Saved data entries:
+ + + + + + +

PR #1143, opened 2020-04-25
add GaussianNoise

AStupidBear:


src/layers/normalise.jl
```diff
@@ -414,3 +414,27 @@ function Base.show(io::IO, l::GroupNorm)
...
+  stddev::F
+  active::Union{Bool, Nothing}
+end
+
+GaussianNoise(stddev) = GaussianNoise(stddev, true)
+
+function (m::GaussianNoise)(x)
+  _isactive(a) || return x
+  a.stddev == 0 && return x
+  y = m.stddev .* randn!(similar(x))
```
johnnychen94, line 435:
```suggestion
  y = convert(eltype(x), m.stddev) .* randn!(similar(x))
```

AStupidBear: Thanks

CarloLucibello:
what's the use case for this? Is there any precedence in other DL libs?

AStupidBear:
> what's the use case for this? Is there any precedence in other DL libs?

Keras has a [GaussianNoise](https://keras.io/api/layers/regularization_layers/gaussian_noise) layer too.

AStupidBear:
Any idea?

ToucheSir:
This looks to be a decent enough implementation and the layer struct makes sense because you want to control `active`. @AStupidBear do you know where this was introduced into the literature? I think that would help with deciding whether it's worth adding to Flux since no library outside of (tf.)Keras appears to have it.

darsnack:
I think the reason we don't see this too often is because it is an easy "roll your own" normalization scheme. That being said, noise injection is an idea that comes up quite often in research (even if it isn't popular in practice). Have a convenient wrapper would be nice.

@AStupidBear how do you feel about generalizing this to arbitrary noise generation functions? I am thinking of cases where someone might reference and RNG sampler from Distributions.jl etc.

CarloLucibello:
closing as stale

PR #1146, opened 2020-04-25
Use ProgressMeter to print current loss

AStupidBear:
image


bhvieira:
That would remove the dependency on Juno, which I'm led to believe was only added for @progress. Is that so @MikeInnes ?

AStupidBear:
@bhvieira https://github.com/FluxML/Flux.jl/blob/134ac1586baf04819a7f0149f1d185d94d9bd0ee/src/data/tree.jl#L26

Juno is still used there to print trees

src/optimise/train.jl
```diff
@@ -75,30 +75,46 @@ The callback can call [`Flux.stop`](@ref) to interrupt the training loop.
...
+function train!(loss, ps, data, opt; cb = () -> (), epochs = 1, steps_per_epoch = typemax(Int), verbose = true)
   ps = Params(ps)
   cb = runall(cb)
-  @progress for d in data
-    try
-      if d isa AbstractArray{<:Number}
-        gs = gradient(ps) do
-          loss(d)
+  l̄ = 0f0
+  cb_narg = methods(cb).ms[1].nargs - 1
```
dhairyagandhi96, line 82: Do we need these kinds of checks? Maybe without checking the method table

AStupidBear: This is for backward compatibility. In this PR, a callback function should be called with current parameters and current loss. But users are still allowed to pass a zero argument function as callback just like before.

dhairyagandhi96: We should not use slow functions like `methods` in general, also they are not covered under the stability guarantee of the language.

AStupidBear: Ok, that part is removed.

MikeInnes:
I think something like this would be useful, although I don't think we can accept a PR that tries to do a number of different things at once.

I would prefer not to lose the Juno integration; does Juno work with ProgressMeters at this point?

johnnychen94:
> does Juno work with ProgressMeters at this point?

[TerminalLoggers.jl](https://github.com/c42f/TerminalLoggers.jl) might be the right tool. See also: https://junolab.org/ProgressLogging.jl/stable/#ProgressLogging.ProgressLogging

AStupidBear:
@johnnychen94 @MikeInnes I added progressive loss printing for [DiffEqFlux.sciml_train](https://github.com/SciML/DiffEqFlux.jl/blob/7bfeccc128dcdf48e68931dfb1c5db8bd7944ec8/src/train.jl#L109) before, but that's not as pretty as this PR with ProgressMeter.jl. See https://github.com/JunoLab/ProgressLogging.jl/issues/23

AStupidBear:
> I think something like this would be useful, although I don't think we can accept a PR that tries to do a number of different things at once.

@MikeInnes Now only the printing part is reserved. Can I say this PR now only do one thing?

src/optimise/train.jl
```diff
@@ -75,30 +75,44 @@ The callback can call [`Flux.stop`](@ref) to interrupt the training loop.
 
 Multiple optimisers and callbacks can be passed to `opt` and `cb` as arrays.
 """
-function train!(loss, ps, data, opt; cb = () -> ())
+function train!(loss, ps, data, opt; cb = () -> (), epochs = 1, steps_per_epoch = typemax(Int), verbose = true)
```
CarloLucibello, line 78: the new kwargs should go into the docstring

src/optimise/train.jl
```diff
@@ -75,30 +75,44 @@ The callback can call [`Flux.stop`](@ref) to interrupt the training loop.
...
   cb = runall(cb)
-  @progress for d in data
-    try
-      if d isa AbstractArray{<:Number}
-        gs = gradient(ps) do
-          loss(d)
+  l̄ = 0f0
+  ndata = min(length(data), steps_per_epoch)
+  for epoch in 1:epochs
+    printstyled("Epoch $epoch/$epochs\n", color = :yellow)
```
CarloLucibello, line 84: maybe print this only if verbose=true

src/optimise/train.jl
CarloLucibello: while `epochs` is convenient, I don't see why we should have `steps_per_epoch`

dhairyagandhi96: Epochs should with the macro instead

CarloLucibello:
This PR is also adding an extra for loop over the `epochs`. I think this is convenient to have, but certainly not related to the progress bar infrastructure

AStupidBear:
> This PR is also adding an extra for loop over the `epochs`. I think this is convenient to have, but certainly not related to the progress bar infrastructure

Now the loop over `epochs` is removed. Can this PR be merged?

CarloLucibello:
I like ProgressMeter, but we would be losing Juno support. Is there a way we can have both?

AStupidBear:
> I like ProgressMeter, but we would be losing Juno support. Is there a way we can have both?

Added back!

src/optimise/train.jl
```diff
@@ -75,21 +75,30 @@ The callback can call [`Flux.stop`](@ref) to interrupt the training loop.
 
 Multiple optimisers and callbacks can be passed to `opt` and `cb` as arrays.
 """
-function train!(loss, ps, data, opt; cb = () -> ())
+function train!(loss, ps, data, opt; cb = () -> (), verbose = true)
```
CarloLucibello, line 78: the default should be false if we want to avoid change in behavior (people may already be using callbacks for printing). Also, the argument should be documented

CarloLucibello, line 78:
```suggestion
function train!(loss, ps, data, opt; cb=() -> (), verbose=False)
```

AStupidBear: Thanks! That's added now.

MikeInnes:
To be honest, this is a fair bit of extra complexity when our `train!` function is meant to be very simple (not least so people can just copy it and do their own thing). It also seems quite specific; I'm sure there are people for whom the particular behaviour of `verbose` is useful, but anyone who wants something a bit different is back to writing the for loop again.

I suspect it would be better to experiment with more powerful training loops in a separate package, rather than adding feature after feature to Flux proper (bearing in mind we are constrained by stability). That would give you a lot of flexibility to experiment, and as the design evolves we can consider whether it's time to make it official.

Of course, I think if we could simply make `@progress` support the terminal as well as Juno without code changes here, that'd be a no brainer.

AStupidBear:
Close in favor of https://github.com/AStupidBear/DistributedFlux.jl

+ + + + + + +

§ TASK GOAL:
Please filter the data down to the lines containing the word "quite".

§ SOLVED PROBLEM:
I think the reason we don't see this too often is because it is an easy "roll your own" normalization scheme. That being said, noise injection is an idea that comes up quite often in research (even if it isn't popular in practice). Have a convenient wrapper would be nice.
To be honest, this is a fair bit of extra complexity when our `train!` function is meant to be very simple (not least so people can just copy it and do their own thing). It also seems quite specific; I'm sure there are people for whom the particular behaviour of `verbose` is useful, but anyone who wants something a bit different is back to writing the for loop again.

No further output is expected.